Softbank's Q4 Profits Surge Beyond Forecasts, Fueled by OpenAI Gains

Stock News05-13

Softbank Group Corp reported a significant increase in its fourth-quarter profit on Wednesday, largely driven by a rise in the valuation of its investment in OpenAI. This strong performance has bolstered Softbank's confidence to further increase its stake in the developer of ChatGPT.

Amid global market turbulence influenced by Middle Eastern tensions, OpenAI emerged as a key profit driver for Softbank. The Japanese tech conglomerate posted a net profit of 1.83 trillion yen (approximately $116 billion) for the quarter, far exceeding the average analyst forecast of 295.2 billion yen. According to Bloomberg Intelligence analyst Kirk Boodry, this performance is likely attributable to an estimated $25 billion valuation gain from Softbank's investment in OpenAI during the quarter.

While other investments in Softbank's portfolio delivered modest returns against the backdrop of global market volatility, the gains from OpenAI stood out. This indicates Softbank's growing reliance on the U.S. startup. OpenAI currently faces intense competition from rivals like Anthropic and Google, and reports suggest it has not met its own internal highest performance targets.

Softbank founder Masayoshi Son has been selling assets and taking on substantial debt to increase investments in the artificial intelligence sector. The company secured a $40 billion bridge loan in March and announced ambitious plans, including investing hundreds of billions of dollars in data centers.

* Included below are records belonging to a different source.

Issue #536, opened 2019-11-11
Accessible uploads


PVince81:

marcus-herrmann:
Goal is the follwing strategy to accomodate improved keyboard and screen reader accessibility:

* After the files have been selected via the "File open" prompt supported by the users operating system, focus should be sent to `<oc-progress>`
* `<oc-progress>` gets `tabindex="-1"` to become programmatically focusable
* `<oc-progress>` should supply information of the progress to screen readers via `aria-valuemin`, `aria-valuemax` and `aria-valuenow`. Since the visual progress bar is labelled in percent values, `aria-valuemin` should be 0, `aria-valuemax` 100 and `aria-valuenow` the current dynamic value. While focus is on the `progress` element, its state will be communicated to supporting screen readers
* After the upload is complete:
   * an [`aria-live` region](https://developer.mozilla.org/en-US/docs/Web/Accessibility/ARIA/ARIA_Live_Regions) announces that the upload has ended successfully
   * Focus sent to the most resonable place, maybe the `<main>` element

PR #556, opened 2019-11-28
Improve accessibility of OgProgress and add live region component, for #536

marcus-herrmann:
Improves screen reader communication of `OcProgress` and adds a generic live region component (boths first use will be https://github.com/owncloud/phoenix/pull/2542).

Double semantics in OcProgress.vue  (`<progress role="progressbar" ... />`) is to remedy a shortcoming in JAWS screenreader.

### DIFF
--- a/src/elements/OcProgress.vue
+++ b/src/elements/OcProgress.vue
@@ -1,5 +1,15 @@
 <template>
-  <progress class="uk-progress" :value="value" :max="max"></progress>
+  <progress
+    :value="value"
+    :max="max"
+    :aria-valuemax="max"
+    :aria-valuenow="value"
+    aria-busy="true"
+    aria-valuemin="0"
+    class="uk-progress oc-progress"
+    tabindex="-1"
+    role="progressbar"
+  ></progress>
 </template>
 <script>
 /**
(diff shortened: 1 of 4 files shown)


src/elements/OcProgress.vue
```diff
@@ -1,5 +1,15 @@
 <template>
-  <progress class="uk-progress" :value="value" :max="max"></progress>
+  <progress
+    :value="value"
+    :max="max"
+    :aria-valuemax="100"
```
PVince81: shouldn't this also be "max" ?

marcus-herrmann: Completely right. Fixed

src/elements/OcProgress.vue
```diff
@@ -1,5 +1,15 @@
 <template>
-  <progress class="uk-progress" :value="value" :max="max"></progress>
+  <progress
+    :value="value"
+    :max="max"
+    :aria-valuemax="max"
+    :aria-valuenow="value"
+    aria-busy="true"
```
PVince81: just noticed this: this assumes that we'll always use `v-if` to avoid rendering the progress bar when not busy.
if one would use `v-show` with a falsy value, would aria-busy still be in effect ?

probably not critical, I'm fine keeping it like this now

marcus-herrmann: To my understanding `aria-busy` is a value that would be in effect when just hidden, but wouldn't do any harm communication-wise as long as the progressbar is not focussed

PR #565, opened 2019-12-11
Fixes #562: the icon can now be loaded from a given URL

### LINKED ISSUE #562: oc-icon shall optionally take a url from where to load the svg to be used
In some cases we need to display an icon as given to us by path - e.g. https://github.com/owncloud/phoenix/pull/2651/files#diff-9e4fc1110432e662806df44bc5b846a5R90

DeepDiver1975:


src/elements/OcIcon.vue
```diff
@@ -24,9 +25,15 @@ export default {
      * The name of the icon to display.
      */
     name: {
-      required: true,
+      type: String,
       default: "settings",
```
LukasHirt: Let's remove the default then? Or put there a condition to use it only if the URL is not specified?

DeepDiver1975: taken care of - THX

PR #587, opened 2019-12-13
Search bar label

PVince81:
Follow up from https://github.com/owncloud/owncloud-design-system/pull/524

Adjusts all other occurrences from oc-input-field


PVince81:
double approval is best approval, thanks y'all :+1:

PR #592, opened 2019-12-18
Fixes #582 - using vue-avatar

### LINKED ISSUE #582: Avatar placeholder
When no URL is given or the URL failed to load, we should fall back to using a letter as an avatar placeholder.

We could have a look at https://github.com/eliep/vue-avatar

DeepDiver1975:
Screenshot from 2019-12-18 09-44-22


PVince81:
some issues: https://github.com/owncloud/owncloud-design-system/issues/596

PR #607, opened 2020-01-09
Share indicators + new icon colors "active" and "passive"

PVince81:
image

This idea brings all share indicators into a separate column.

### Level 1

- which resource is shared: see whether column icons are present
- what kind of share ? (user/link): see icon types in column
- is the share applied from a parent instead of directly ? => see reduced opacity
- optional: incoming/outgoing ? icon color

### Level 2

- who has access ?
   - open right sidebar for resource
   - list of collaborators sums up collaborators of parents (+ via jump)
   - list of links sums up links of parents

## TODOs:

- [x] keep column in responsive mode ?
- [x] check if desktop and mobile clients can align with this design ?
- [x] question: feature request for opening sidebar for current folder ??

### DIFF
--- a/src/elements/OcIcon.vue
+++ b/src/elements/OcIcon.vue
@@ -76,7 +76,7 @@ export default {
       type: String,
       default: "system",
       validator: value => {
-        return value.match(/(file-type|system|inverted|danger|success|warning)/)
+        return value.match(/(file-type|system|active|passive|inverted|danger|success|warning)/)
       },
     },
   },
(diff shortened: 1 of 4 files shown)


PVince81:
@pmaier1 @michaelstingl

PVince81:
Feedback was that we shouldn't use lower opacity, because users would not be able to know that it's "light grey" if there are no other visible icons. So we'll go for colors instead, this will require to adjust "oc-icon" to support color values or to allow styling through classes.

PVince81:
Updated with colors, where only direct outgoing shares are highlighted/active:

image

PVince81:
- [ ] adjust icon colors to better fit the general palette

PVince81:
for more complex cases, see https://github.com/owncloud/phoenix/pull/2877 which makes it interactive

PVince81:
I've shown this several times and people were fine with the current design.

I'd like to move forward and merge this.
We can decide to tweak colors later on when we see it working.

Please review @LukasHirt @kulmann

PVince81:
squashed and rebased

PR #630, opened 2020-01-31
Fix breadcrumb component ellipsis

PVince81:
Added overflow: hidden on the main element of the oc-breadcrumb to make
sure that it can ellipsize its content in responsive mode.

image

Before this fix it would just overflow.

You can also try this in Phoenix by having long folder names and adding "overflow:hidden" on that element and see the difference.

### DIFF
--- a/src/elements/OcBreadcrumb.vue
+++ b/src/elements/OcBreadcrumb.vue
@@ -38,7 +38,7 @@
  *
  *  - text: mandatory element, holds the text which is to be displayed in the breadcrumb
  *  - to: optional element, the vue router link
- *  -
+ *
  */
 export default {
   name: "oc-breadcrumb",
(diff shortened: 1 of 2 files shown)


src/elements/OcBreadcrumb.vue
```diff
@@ -1,5 +1,5 @@
 <template>
-  <div class="oc-breadcrumb">
+  <div class="oc-breadcrumb uk-overflow-hidden">
```
LukasHirt: Extend the `oc-breadcrumb` class pls with the overflow in its scss file - https://github.com/owncloud/owncloud-design-system/blob/ca7575202ef2009a6d603d660b43db89a3be4b61/src/styles/theme/oc-breadcrumb.scss#L6

PVince81:
@LukasHirt adjusted accordingly, thanks for pointing in the right direction :-)

PR #632, opened 2020-02-06
Add bigger icon sizes

PVince81:
Added "xlarge" with 96px.
Added "xxlarge" with 192px.
Adjusted indent in OcIcon.
Changed icon size presentation to use a tabular layout.

image


PVince81:
In Phoenix empty folder with xlarge:
image

With xxlarge:
image

PR #639, opened 2020-02-13
Added docs about escaping translations

LukasHirt:
image

### DIFF
--- a/docs/i18n.md
+++ b/docs/i18n.md
@@ -1,3 +1,21 @@
+## Writing translations
+
+For translations we are using combination of [vue-gettext](https://github.com/Polyconseil/vue-gettext) and [easygettext](https://github.com/polyconseil/easygettext).
+
+### Escaping
+
+Translations in combination with [mustache syntax](https://mustache.github.io/) results in double escaping. This leads to an issue where some special characters are not displayed correctly. To prevent this issue in cases where we expect special characters (resource names, user names, etc.), we disable the escaping on the side of translation tools. This way the text gets escaped only once.
+
+For translations where we don't expect special characters, we explicitly enable escaping.
+
+#### Example with disabled escaping
+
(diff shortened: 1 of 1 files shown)


LukasHirt:
@C0rby for some reason I can't add you as a reviewer because it doesn't find you there 🤷‍♂ Pls check these docs as well :pray:

PVince81:
After reading the explanation it doesn't feel clear enough.

Wasn't this about avoiding double escaping ? Is the undesirable result the double escaping ? Might be good to be clear about this, because I usually shiver when I read disabling escaping for user controlled values. So we better make sure we are still on the safe side and say so explicitly (probably the thing about the mustache syntax)

DeepDiver1975:
Is this something for the design system? We have no translations in here and we are also not forcing any project on the tooling.

From my pov this needs to go into the docs for phoenix .... somewhere .....

LukasHirt:
> After reading the explanation it doesn't feel clear enough.

I'll try to go more into details :wink:

LukasHirt:
> Is this something for the design system?

@DeepDiver1975 This was discussed recently and the reasoning behind this is to have the guidelines united and since we are already including accessibility and design ones there (plus some internationalization already as well), seems ok to have there also parts about the actual code.

LukasHirt:
@PVince81 Docs adjusted.

PVince81:
I also have mixed feelings about this but agree that having all in one place is slightly better.
Let's go with that for now.

PVince81:
thinking... adding the docs to Phoenix core will not help getting awareness for when we split Phoenix files and other extensions, as we'd need to duplicate the docs to these repos if they all use easygettext.

and some extensions might not use easygettext at all.

anyway, existing doc is better than no doc at all

PVince81:
raised https://github.com/owncloud/owncloud-design-system/issues/642

PR #649, opened 2020-02-24
Upgraded libs

LukasHirt:


build/utils.js
```diff
@@ -74,18 +74,14 @@ exports.cssLoaders = function(options) {
     },
   }
 
-  const sassOptions = {
```
LukasHirt: Not valid config anymore in the new version.

config/docs.config.js
```diff
@@ -28,6 +28,7 @@ module.exports = {
   editorConfig: {
     theme: "night",
   },
+  simpleEditor: false,
```
LukasHirt: New option coming from new version - needs to be set otherwise the build will fail. https://vue-styleguidist.github.io/Configuration.html#editorconfig

PR #652, opened 2020-02-25
Remove uppercase on buttons

PVince81:
UIKit is adding text-transform: uppercase on all buttons.
This commit removes it in the standard theme.

Not sure if the theme is the right place though...

### DIFF
--- a/src/styles/theme/oc-button.scss
+++ b/src/styles/theme/oc-button.scss
@@ -26,6 +26,8 @@
     margin-left: $global-margin;
   }
 
+  text-transform: none !important;
+
   &:not(.uk-button-small):not(.uk-button-large) {
     min-height: $global-control-height;
   }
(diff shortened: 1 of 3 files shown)


src/styles/theme/oc-button.scss
```diff
@@ -26,6 +26,10 @@
     margin-left: $global-margin;
   }
 
+  & {
```
LukasHirt: Why using `&`? It can be directly in the `.oc-button` styles

PVince81: it didn't work at first, but also I didn't have the `!important`.

trying now...

PVince81: adjusted

PVince81:
@LukasHirt changelog added

PR #1363, opened 2021-01-28
Enable leaderelection

Invictus17:
Linking it to https://github.com/kubernetes-client/python/pull/1218


yliaog:
the module kubernetes/base in this repo needs to be updated to have 'leaderelection'

kubernetes/leaderelection
```diff
@@ -0,0 +1 @@
+base/leaderelection
```
roycaihw, line 1: looks like this is a text file, which caused the import failure. Instead this should be a symbolic link. See https://github.com/kubernetes-client/python/blob/master/kubernetes/dynamic as an example

Invictus17:
There are failures in the 'kubernetes/e2e_test/test_client.py' test which I think are unrelated to my PR.
https://travis-ci.org/github/kubernetes-client/python/builds/757635573

yliaog:
close and reopen to rerun the ci tests

Issue #1396, opened 2021-03-18
TypeError: __init__() got an unexpected keyword argument 'assert_hostname'


VariableDeclared:
**What happened (please include outputs or screenshots)**:

When running the `pod_exec.py` example a TypeError is thrown, this appears to come from one of the depencies that needs an arguement updated.

**What you expected to happen**:

The example would run successfully.

**How to reproduce it (as minimally and precisely as possible)**:

```
mkvirtualenv k8s_test_scripts_test --python python2
cd ..
pip install -r requirements.txt
cd examples/
ls
python pod_exec.py
pip install kubernetes
python pod_exec.py
pip install kubernetes==17.14.0a1
python pod_exec.py
```

**Anything else we need to know?**:

Tried on Python3 and Python2

**Environment**:
- Kubernetes version (`kubectl version`):
```
Client Version: version.Info{Major:"1", Minor:"20", GitVersion:"v1.20.4", GitCommit:"e87da0bd6e03ec3fea7933c4b5263d151aafd07c", GitTreeState:"clean", BuildDate:"2021-02-20T02:22:41Z", GoVersion:"go1.15.8", Compiler:"gc", Platform:"linux/amd64"}
Server Version: version.Info{Major:"1", Minor:"18+", GitVersion:"v1.18.12-gke.1210", GitCommit:"199a41188dc0ca5d6d95b1cc7e8ba96e05f9dd0a", GitTreeState:"clean", BuildDate:"2021-02-05T18:03:16Z", GoVersion:"go1.13.15b4", Compiler:"gc", Platform:"linux/amd64"}
```
- OS (e.g., MacOS 10.13.6):
Ubuntu 20.04 LTS
- Python version (`python --version`)
`Python 2.7.18`
- Python client version (`pip list | grep kubernetes`)
kubernetes        17.14.0a1

Akasurde:
@VariableDeclared Could you please check #1401 and let me know if it works for you? Thanks.

roycaihw:
/assign @Akasurde 

Fixed by #1401
/close

VariableDeclared:
> @VariableDeclared Could you please check #1401 and let me know if it works for you? Thanks.

That works, thanks!

PR #1401, opened 2021-03-23
examples/pod_exec.py: fix example

Akasurde:
Use get_default_copy() API with configuration.

### DIFF
--- a/examples/pod_exec.py
+++ b/examples/pod_exec.py
@@ -117,8 +117,11 @@ def exec_commands(api_instance):
 
 def main():
     config.load_kube_config()
-    c = Configuration()
-    c.assert_hostname = False
+    try:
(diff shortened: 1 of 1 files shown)


Akasurde:
Fixes: #1396

examples/pod_exec.py
```diff
@@ -117,8 +117,11 @@ def exec_commands(api_instance):
 
 def main():
     config.load_kube_config()
-    c = Configuration()
-    c.assert_hostname = False
+    try:
+        c = Configuration().get_default_copy()
```
roycaihw, line 121: nit: maybe add a comment that this is the right way of setting the config starting v12.0.0

roycaihw (commented):
Thanks!

/lgtm
/approve

PR #1403, opened 2021-03-26
Allow optional list of YAML objects as param to create_from_yaml util

mecampbellsoup:
## Description

Currently we are doing something like the following to use the `utils.create_from_yaml` helper:

```python
manifest_path = os.path.join('/tmp', name)
with open(template_path, 'r') as t, open(manifest_path, 'w') as outfile:
    template = Template(t.read())
    output = template.render(ns_name=ns_name)
    outfile.write(output)
await utils.create_from_yaml(k8s_client=api, yaml_file=manifest_path)
```
We have a YAML template file which we dynamically inject variables into, which is finally passed to the util function.

There is an extra read happening here that could/should be removed. Adding an optional param `yaml_objects` seemed like a safe, backwards-compatible approach.

### DIFF
--- a/kubernetes/e2e_test/test_utils.py
+++ b/kubernetes/e2e_test/test_utils.py
@@ -13,8 +13,10 @@
 # under the License.
 
 import unittest
+from os import path
 
 import yaml
+
 from kubernetes import utils, client
 from kubernetes.client.rest import ApiException
 from kubernetes.e2e_test import base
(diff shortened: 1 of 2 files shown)


mecampbellsoup:
@yliaog @roycaihw should I rebase this, are you guys interesting in merging it?

roycaihw:
/remove-lifecycle stale

Sorry for the late response. The change looks good to me. Please rebase and I will tag the PR

/approve

mecampbellsoup:
@roycaihw rebased & fixed conflicts!

PR #1405, opened 2021-04-04
API client shows error when metadata is ignored

zidhumenon:
"message": "HorizontalPodAutoscaler.autoscaling \"\" is invalid: metadata.name: Required value: name or generateName is required",


yliaog:
the file is generated, please fix upstream generator.

zidhumenon:
@yliaog Could you please share the link for upstream, where I have to change it?

yliaog:
https://github.com/openapitools/openapi-generator is the generator based on the openapi spec, which is in turn generated by the https://github.com/kubernetes/kubernetes/blob/master/hack/update-openapi-spec.sh

zidhumenon:
@yliaog since its looks like we need to fix it in https://github.com/openapitools/openapi-generator i think we can drop this issue on this repo. what do you say?

yliaog:
sounds good to me

zidhumenon:
@yliaog Thanks for the confirmation.  I am closing this now

Issue #1414, opened 2021-04-12
Document the release process for v18


roycaihw:
ref https://github.com/kubernetes-client/python/pull/1411#issuecomment-818216374

The current release process doesn't support multiple parallel releasing well. I need to document how to update the pre-release branches (release-18.0, release-19.0) to pull changes from master branch without hitting into merge conflicts.

PR #1415, opened 2021-04-13
update release doc

### LINKED ISSUE #1412: Document the workaround for LIBRARY env in client generation
ref https://github.com/kubernetes-client/python/pull/1411#discussion_r611772514

Document the temporary workaround in devel release doc. Cherrypick the workaround into master branch if needed (and add a TODO about removing it once we fix the issue in gen repo).

roycaihw:
fixes #1412, #1414

- add hot issue about required LIBRARY env in update-client.sh;
- add update python-base submodule step;
- clarify when we should collect release notes;
- mention a workaround for avoiding merge conflicts when pulling master;
- mark "making disctribution packages" as legacy and deprecated;
- clarify the write permission is required for creating a Github release page.

cc @scottilee

### DIFF
--- a/devel/release.md
+++ b/devel/release.md
@@ -1,8 +1,8 @@
 # Release process
 
 The release process for the python client involves creating (or updating) a
-release branch, updating release tags, and creating distribution packages and
-uploading them to pypi.
+release branch, updating python-base submodule, updating release tags, and
+creating distribution packages and uploading them to pypi.
 
 There are several releases per version:
 - snapshot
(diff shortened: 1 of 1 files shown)


devel/release.md
```diff
@@ -32,6 +32,21 @@ git pull upstream master
 You may need to fix some conflicts. For auto-generated files, you can commit
 either version. They will be updated to the current version in the next step.
 
+A workaround for merge conflicts is to manually cherrypick the change from the
+master branch to the release branch. See https://github.com/kubernetes-client/python/pull/1411
+for examples.
```
yliaog, line 37: some clarification on the reasoning for this (i.e. parallel multiple releases), also there is a step about committing snapshot to master, that should be optional initially, and when all in-flight releases are completed, the snapshot should be updated to the latest release.

PR #1439, opened 2021-04-28
Created a namespaced_custom_object.py and added patch example

Yashks1994:
#### What type of PR is this?
/kind documentation
/kind cleanup

#### What this PR does / why we need it:
Added the example to patch to namespace custom resource and renamed the file to namespaces_custom_object.py because we are providing example to the namespaces custom objects.
#### Which issue(s) this PR fixes:

Fixes #1438

```release-note

```

```docs

```

PR #1440, opened 2021-04-29
Removed custom_object.py and created a new file namespaced_custom_object.py which is more specific to usage of namespaced custom resource 

### LINKED ISSUE #1438: Improve the custom_object.py to be more specific to usage of namespaced custom resource
https://github.com/kubernetes-client/python/tree/master/examples

The [examples/custom_object.py](https://github.com/kubernetes-client/python/blob/master/examples/custom_object.py) example script can be improved by making it more specific to usage of  [kubernetes.client.CustomObjectsApi](https://github.com/kubernetes-client/python/blob/master/kubernetes/docs/CustomObjectsApi.md) for a namespaced scope custom resource.

Following are the suggestion for improvement:
- rename the file to `namespaced_custom_object.py`
- include example usage of `patch_namespaced_custom_object` method

Yashks1994:
#### What type of PR is this?
/kind cleanup
/kind documentation

Removed the custom_object.py and created a new file as namespaced_custom_object.py which is more specific to usage of namespaced custom resource.

Fixes #1438

### DIFF
--- a/examples/namespaced_custom_object.py
+++ b/examples/namespaced_custom_object.py
@@ -17,7 +17,7 @@ Uses a Custom Resource Definition (CRD) to create a custom object, in this case
 a CronTab. This example use an example CRD from this tutorial:
 https://kubernetes.io/docs/tasks/access-kubernetes-api/custom-resources/custom-resource-definitions/
 
-The following yaml manifest has to be applied first:
+The following yaml manifest has to be applied first for namespaced scoped CRD:
 
 apiVersion: apiextensions.k8s.io/v1
 kind: CustomResourceDefinition
@@ -72,6 +72,11 @@ def main():
         }
     }
 
+    # patch to update the `spec.cronSpec` field
+    patch_body = {
+        "spec": {"cronSpec": "* * * * */10", "image": "my-awesome-cron-image"}
+    }
+
     # create the resource
     api.create_namespaced_custom_object(
         group="stable.example.com",
@@ -92,6 +97,18 @@ def main():
     )
     print("Resource details:")
     pprint(resource)
+
+    # patch the namespaced custom object to update the `spec.cronSpec` field
+    patch_resource = api.patch_namespaced_custom_object(
+        group="stable.example.com",
+        version="v1",
+        name="my-new-cron-object",
+        namespace="default",
+        plural="crontabs",
+        body=patch_body,
+    )
+    print("Resource details:")
+    pprint(patch_resource)
 
     # delete it
     api.delete_namespaced_custom_object(


examples/namespaced_custom_object.py
```diff
@@ -16,9 +16,7 @@
 Uses a Custom Resource Definition (CRD) to create a custom object, in this case
 a CronTab. This example use an example CRD from this tutorial:
 https://kubernetes.io/docs/tasks/access-kubernetes-api/custom-resources/custom-resource-definitions/
-
 The following yaml manifest has to be applied first:
-
```
roycaihw, line 21: let's keep these empty lines. Otherwise LGTM

Yashks1994: Done

Priyankasaggu11929:
@Yashks1994, just a note.

Git takes renaming of the  file with name `custom_object.py` to `namespaced_custom_object.py` as two steps:
    - deleting the file `custom_object.py`
    - and creating a new file `namespaced_custom_object.py` having the same contents as above.

To reflect the deletion of file `custom_object.py`, you need to add the deleted file as well in your git staging & then commit both the deleted file & new file.

Doing that, in the `Files changed` section of this PR, both the deleted file (custom_object.py) & new file (namespaced_object.py) will reflect.

Yashks1994:
@roycaihw needs your /lgtm as CI build passed.

roycaihw:
> The file renaming would look something like this in the PR's Files Changed section.

@Priyankasaggu11929 I was surprised when I saw that the first time. I didn't expect Github to render it that way but it's really beautiful. 

@Yashks1994 LGTM. Please squash the commits as I suggested in https://github.com/kubernetes-client/python/pull/1439#issuecomment-828926719: 
- one commit for adding patch example to custom_object.py
- one commit for renaming the file to namespaced_custom_object.py

examples/namespaced_custom_object.py
```diff
@@ -99,30 +98,28 @@ def main():
...
     )
-    print("Resource deleted")
-
+    print("Resource details:")
+    pprint(patch_resource)
 
-    # patch the namespaced custom object to update the `spec.cronSpec` field
-    patch_resource = api.patch_namespaced_custom_object(
+    # delete it
+    api.delete_namespaced_custom_object(
```
roycaihw, line 114: why do we have a commit that reverse the order of `patch_namespaced_custom_object` and `delete_namespaced_custom_object`?

roycaihw: https://github.com/kubernetes-client/python/pull/1444/commits is what I was asking for, if that makes sense

Yashks1994: I kept the order like this,
we have create, get, patch, delete

roycaihw: currently the two PR have the same code change, but the commits are different

Commits should represent meaningful milestones or units of work. Currently the commits in this PR are: 
- your first commit renames the file and adds a patch method after the delete method, which means the example has a bug and will run into an error
- your second commit reverses the order of the patch method and the delete method to fix the bug in the first commit

please take a look at https://github.com/kubernetes/community/blob/master/contributors/guide/github-workflow.md#squash-commits. The second commit is a "Work in progress" (it fixes a bug in the first commit during development), so please squash it. 

again, I think having two commits like the following will be most reasonable and readable:
- one commit for adding patch example to custom_object.py
- one commit for renaming the file to namespaced_custom_object.py

at this point I'm also okay with having just one commit, which will be more reasonable than the current two commits in this PR

Yashks1994: I am keeping the one commit and with proper commit message.

roycaihw:
Thanks! 
/lgtm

Since Softbank's initial investment in OpenAI at a $157 billion valuation, the U.S. startup's valuation has soared to $852 billion. Softbank has committed to increasing its total investment in OpenAI to $64.6 billion by the end of this year.

Richard Kaye, Co-Head of Japanese Equity Strategy at Comgest Asset Management, stated, "Softbank's investment performance has been good, perhaps even better than is commonly perceived." Kaye noted that Softbank's business is also supported by a range of other assets, including chip designer Arm Holdings Plc and its Japanese telecom subsidiary. Softbank holds about 90% of Arm, whose stock rose 38% in the March quarter.

"For any major global tech company, it is very difficult to spread investments among competing parties. In this regard, Softbank is no exception," Kaye added.

Softbank's Vision Fund, which holds the OpenAI stake, reported investment gains of 3.08 trillion yen. During this period, the share prices of Softbank's major listed holdings, including Coupang Inc. and Grab Holdings Ltd., fell significantly. The vast majority of companies in the Softbank Vision Fund portfolio are privately held, making analyst predictions challenging.

Undeterred by external controversy and skepticism, Softbank continues to push forward with its AI bets. Both Arm and Softbank's mobile business unit are expanding into AI hardware. Arm plans to sell its own chips, while Softbank's wireless business unit aims to enter the new cloud domain and produce batteries designed specifically for AI data centers.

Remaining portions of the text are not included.